As the threat of disruptions increases, the need for operational resilience - the ability for organizations to quickly adapt to changing environments - is of paramount importance. This is particularly true in the financial services sector.
Resilience - Prevention + Adaptation
Decisive steps to prevent a disruption, including detective and preventative controls, are essential. However, while prevention is still a key component of any resilience strategy, firms also need to adopt comprehensive measures that can provide for an orderly recovery and resumption of operations following a disruptive event, with minimal impact to the marketplace. A clear understanding of how all business and technical processes work from beginning to end (including an understanding of the vendors used in the supply chain) is necessary to ensure a rapid, yet safe, recovery of service in the event of a market disruption.
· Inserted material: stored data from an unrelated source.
PR #3081, opened 2022-07-10
xdg-desktop-entries: allow icon path type

hall:
### Description

The [XDG desktop spec](https://specifications.freedesktop.org/desktop-entry-spec/latest/ar01s06.html#key-icon) allows an icon value to be an absolute path. Since the `xdg.desktopEntries` config passes the `icon` value, unmodified, to [`makeDesktopIcon`](https://github.com/NixOS/nixpkgs/blob/master/pkgs/build-support/make-desktopitem/default.nix) a `path` type is valid.

### Checklist

    ```
    {component}: {description}

    {long description}
    ```

### DIFF
--- a/modules/misc/xdg-desktop-entries.nix
+++ b/modules/misc/xdg-desktop-entries.nix
@@ -38,7 +38,7 @@ let
 
       icon = mkOption {
         description = "Icon to display in file manager, menus, etc.";
-        type = types.nullOr types.str;
+        type = types.nullOr (types.either types.str types.path);
         default = null;
       };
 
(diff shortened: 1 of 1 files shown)


hall:
CI failures appear unrelated to this PR (and are affecting others) so I won't take any action to fix them unless someone says otherwise.

hall:
Ah, I didn't realize they were related in that way; good to know. However, I get the following error when using a path without the changes in the PR:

Regulation of Third Parties
The trend in technology has moved to a more service-oriented model, whereby several providers are fulfilling the needs of many companies, rather than those companies develop the services themselves. This is why it is critical that, when we speak about operational resilience, we need to consider the prevalence of third parties and other outsourced providers who may support the processing of financial transactions. When looking at the changing structure of the financial services sector, how can we ensure that third-party vendors provide the same level of protection required of financial firms themselves? Risk protection needs to be the same regardless of who is providing the financial service.
What is the resilience of the outsourced firms? How would an interruption of their business affect the supply chain? While we can gain an understanding of the control structure of a third party, it is much harder to identify how quickly an outsourced provider can return their operations online after a major disruptive event. One option is the use of the Financial Services Sector Cybersecurity Profile, which will allow third-party and outsourced service providers to demonstrate cybersecurity compliance. The Profile provides insight into the provider’s preparedness and recovery capabilities in the wake of a disruption.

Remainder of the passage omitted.